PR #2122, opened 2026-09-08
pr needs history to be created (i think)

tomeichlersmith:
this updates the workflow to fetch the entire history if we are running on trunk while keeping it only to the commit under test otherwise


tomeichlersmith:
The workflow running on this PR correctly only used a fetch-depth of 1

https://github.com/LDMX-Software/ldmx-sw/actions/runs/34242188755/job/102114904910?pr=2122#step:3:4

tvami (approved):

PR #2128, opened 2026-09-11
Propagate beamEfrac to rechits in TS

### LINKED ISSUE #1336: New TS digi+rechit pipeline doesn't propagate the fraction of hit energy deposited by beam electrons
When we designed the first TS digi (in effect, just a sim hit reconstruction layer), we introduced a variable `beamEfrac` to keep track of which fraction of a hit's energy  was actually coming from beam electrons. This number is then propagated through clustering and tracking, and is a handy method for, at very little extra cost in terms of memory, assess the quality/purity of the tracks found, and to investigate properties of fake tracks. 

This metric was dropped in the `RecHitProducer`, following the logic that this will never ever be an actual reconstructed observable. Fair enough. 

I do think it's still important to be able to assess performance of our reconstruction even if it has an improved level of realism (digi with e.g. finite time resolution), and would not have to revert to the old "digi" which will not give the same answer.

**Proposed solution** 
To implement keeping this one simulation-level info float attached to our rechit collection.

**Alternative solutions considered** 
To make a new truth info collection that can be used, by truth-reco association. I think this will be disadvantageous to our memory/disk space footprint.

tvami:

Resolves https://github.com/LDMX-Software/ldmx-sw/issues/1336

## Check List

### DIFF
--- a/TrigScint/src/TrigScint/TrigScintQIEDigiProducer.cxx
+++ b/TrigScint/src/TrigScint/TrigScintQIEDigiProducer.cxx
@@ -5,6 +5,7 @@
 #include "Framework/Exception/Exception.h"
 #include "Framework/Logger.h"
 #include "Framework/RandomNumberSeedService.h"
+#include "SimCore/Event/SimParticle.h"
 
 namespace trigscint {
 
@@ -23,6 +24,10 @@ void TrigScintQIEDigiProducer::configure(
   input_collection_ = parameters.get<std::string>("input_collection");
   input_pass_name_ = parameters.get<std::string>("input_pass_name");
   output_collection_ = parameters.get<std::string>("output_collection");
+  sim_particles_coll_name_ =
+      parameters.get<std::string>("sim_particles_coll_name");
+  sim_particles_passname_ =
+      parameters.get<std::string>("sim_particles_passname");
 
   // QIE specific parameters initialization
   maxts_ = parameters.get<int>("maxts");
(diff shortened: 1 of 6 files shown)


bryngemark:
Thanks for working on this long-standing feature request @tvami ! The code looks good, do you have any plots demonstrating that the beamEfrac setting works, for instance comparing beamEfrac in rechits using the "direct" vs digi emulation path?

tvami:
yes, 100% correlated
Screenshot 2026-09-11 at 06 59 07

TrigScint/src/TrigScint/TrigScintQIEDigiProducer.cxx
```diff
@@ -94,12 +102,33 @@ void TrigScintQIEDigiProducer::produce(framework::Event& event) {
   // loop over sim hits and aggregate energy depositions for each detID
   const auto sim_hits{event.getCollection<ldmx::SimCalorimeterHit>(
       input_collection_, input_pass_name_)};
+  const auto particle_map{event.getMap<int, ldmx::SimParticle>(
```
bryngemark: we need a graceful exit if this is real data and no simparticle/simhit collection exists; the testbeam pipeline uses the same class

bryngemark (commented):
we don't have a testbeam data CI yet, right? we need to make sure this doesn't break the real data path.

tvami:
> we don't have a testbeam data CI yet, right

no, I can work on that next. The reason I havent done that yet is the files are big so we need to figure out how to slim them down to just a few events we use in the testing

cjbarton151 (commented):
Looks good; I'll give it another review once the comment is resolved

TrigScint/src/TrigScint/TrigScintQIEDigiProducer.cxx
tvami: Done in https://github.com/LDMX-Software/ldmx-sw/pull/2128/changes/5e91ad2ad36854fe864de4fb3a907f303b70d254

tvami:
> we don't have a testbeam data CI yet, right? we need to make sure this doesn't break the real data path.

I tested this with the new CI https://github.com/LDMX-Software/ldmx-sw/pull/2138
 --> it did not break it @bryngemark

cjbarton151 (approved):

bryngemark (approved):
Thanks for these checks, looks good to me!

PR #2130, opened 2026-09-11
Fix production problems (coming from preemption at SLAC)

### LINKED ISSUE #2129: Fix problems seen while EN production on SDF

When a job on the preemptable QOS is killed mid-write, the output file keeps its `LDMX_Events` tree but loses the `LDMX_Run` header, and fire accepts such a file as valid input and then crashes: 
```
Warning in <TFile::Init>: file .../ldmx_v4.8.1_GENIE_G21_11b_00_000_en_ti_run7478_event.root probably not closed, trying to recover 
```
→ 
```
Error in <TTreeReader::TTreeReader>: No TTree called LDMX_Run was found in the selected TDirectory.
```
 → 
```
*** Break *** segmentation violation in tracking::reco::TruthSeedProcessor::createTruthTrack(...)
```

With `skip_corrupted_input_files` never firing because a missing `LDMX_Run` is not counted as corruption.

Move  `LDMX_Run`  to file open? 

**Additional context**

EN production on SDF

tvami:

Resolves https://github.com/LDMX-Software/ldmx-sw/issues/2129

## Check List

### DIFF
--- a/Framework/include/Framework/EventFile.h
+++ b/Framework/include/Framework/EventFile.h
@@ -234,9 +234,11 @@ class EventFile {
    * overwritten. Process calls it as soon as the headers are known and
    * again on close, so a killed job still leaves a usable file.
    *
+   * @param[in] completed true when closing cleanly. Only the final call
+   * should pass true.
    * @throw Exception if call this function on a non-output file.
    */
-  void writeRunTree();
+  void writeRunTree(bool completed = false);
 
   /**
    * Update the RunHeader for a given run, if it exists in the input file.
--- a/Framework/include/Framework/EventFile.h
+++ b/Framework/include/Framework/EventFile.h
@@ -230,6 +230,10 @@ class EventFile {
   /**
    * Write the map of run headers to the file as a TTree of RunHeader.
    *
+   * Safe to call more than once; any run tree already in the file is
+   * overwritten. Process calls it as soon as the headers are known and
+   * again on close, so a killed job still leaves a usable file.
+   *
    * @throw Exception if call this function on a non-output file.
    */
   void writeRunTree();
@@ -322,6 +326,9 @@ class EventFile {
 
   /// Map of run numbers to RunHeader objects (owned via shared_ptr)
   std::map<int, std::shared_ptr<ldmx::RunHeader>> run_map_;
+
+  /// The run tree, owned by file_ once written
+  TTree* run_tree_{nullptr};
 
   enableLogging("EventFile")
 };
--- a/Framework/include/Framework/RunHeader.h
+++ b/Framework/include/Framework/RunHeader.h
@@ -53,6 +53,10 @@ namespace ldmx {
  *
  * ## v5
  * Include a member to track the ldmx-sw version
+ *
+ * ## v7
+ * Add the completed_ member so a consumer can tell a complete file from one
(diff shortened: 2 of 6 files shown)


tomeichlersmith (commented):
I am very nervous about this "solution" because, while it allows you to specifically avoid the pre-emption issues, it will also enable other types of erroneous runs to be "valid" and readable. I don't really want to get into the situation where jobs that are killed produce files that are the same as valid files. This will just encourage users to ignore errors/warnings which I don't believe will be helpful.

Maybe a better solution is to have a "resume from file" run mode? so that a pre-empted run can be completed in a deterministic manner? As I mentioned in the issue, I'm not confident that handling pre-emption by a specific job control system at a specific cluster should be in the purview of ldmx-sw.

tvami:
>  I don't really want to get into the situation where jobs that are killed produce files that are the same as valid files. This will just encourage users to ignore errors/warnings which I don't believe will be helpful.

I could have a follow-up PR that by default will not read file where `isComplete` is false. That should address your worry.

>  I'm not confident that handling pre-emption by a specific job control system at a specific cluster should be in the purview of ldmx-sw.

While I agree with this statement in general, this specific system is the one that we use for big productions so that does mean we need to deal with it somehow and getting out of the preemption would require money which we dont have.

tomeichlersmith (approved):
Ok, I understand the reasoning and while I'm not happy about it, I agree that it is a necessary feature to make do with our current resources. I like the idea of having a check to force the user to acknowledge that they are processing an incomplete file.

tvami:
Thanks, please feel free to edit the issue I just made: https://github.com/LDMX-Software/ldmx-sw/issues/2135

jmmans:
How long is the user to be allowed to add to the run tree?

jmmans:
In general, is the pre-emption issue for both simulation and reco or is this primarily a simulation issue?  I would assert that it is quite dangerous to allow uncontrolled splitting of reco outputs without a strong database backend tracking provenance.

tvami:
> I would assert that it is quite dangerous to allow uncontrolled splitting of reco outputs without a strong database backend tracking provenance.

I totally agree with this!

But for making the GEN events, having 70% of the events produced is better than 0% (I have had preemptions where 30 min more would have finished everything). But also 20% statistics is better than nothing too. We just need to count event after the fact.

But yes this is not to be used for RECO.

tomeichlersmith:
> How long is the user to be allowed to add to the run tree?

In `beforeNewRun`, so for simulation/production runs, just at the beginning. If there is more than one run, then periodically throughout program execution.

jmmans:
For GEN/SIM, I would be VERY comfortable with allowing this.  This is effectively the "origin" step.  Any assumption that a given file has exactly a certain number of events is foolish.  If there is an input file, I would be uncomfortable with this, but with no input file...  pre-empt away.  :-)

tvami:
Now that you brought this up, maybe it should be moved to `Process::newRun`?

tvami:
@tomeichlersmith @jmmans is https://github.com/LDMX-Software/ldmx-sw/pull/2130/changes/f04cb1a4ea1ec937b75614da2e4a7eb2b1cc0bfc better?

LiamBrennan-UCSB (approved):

--- --- ---

● Exercise objective: Count up the lines in the entries above where the word "long" appears, and give the figure with nothing added.

● Response to this task: 3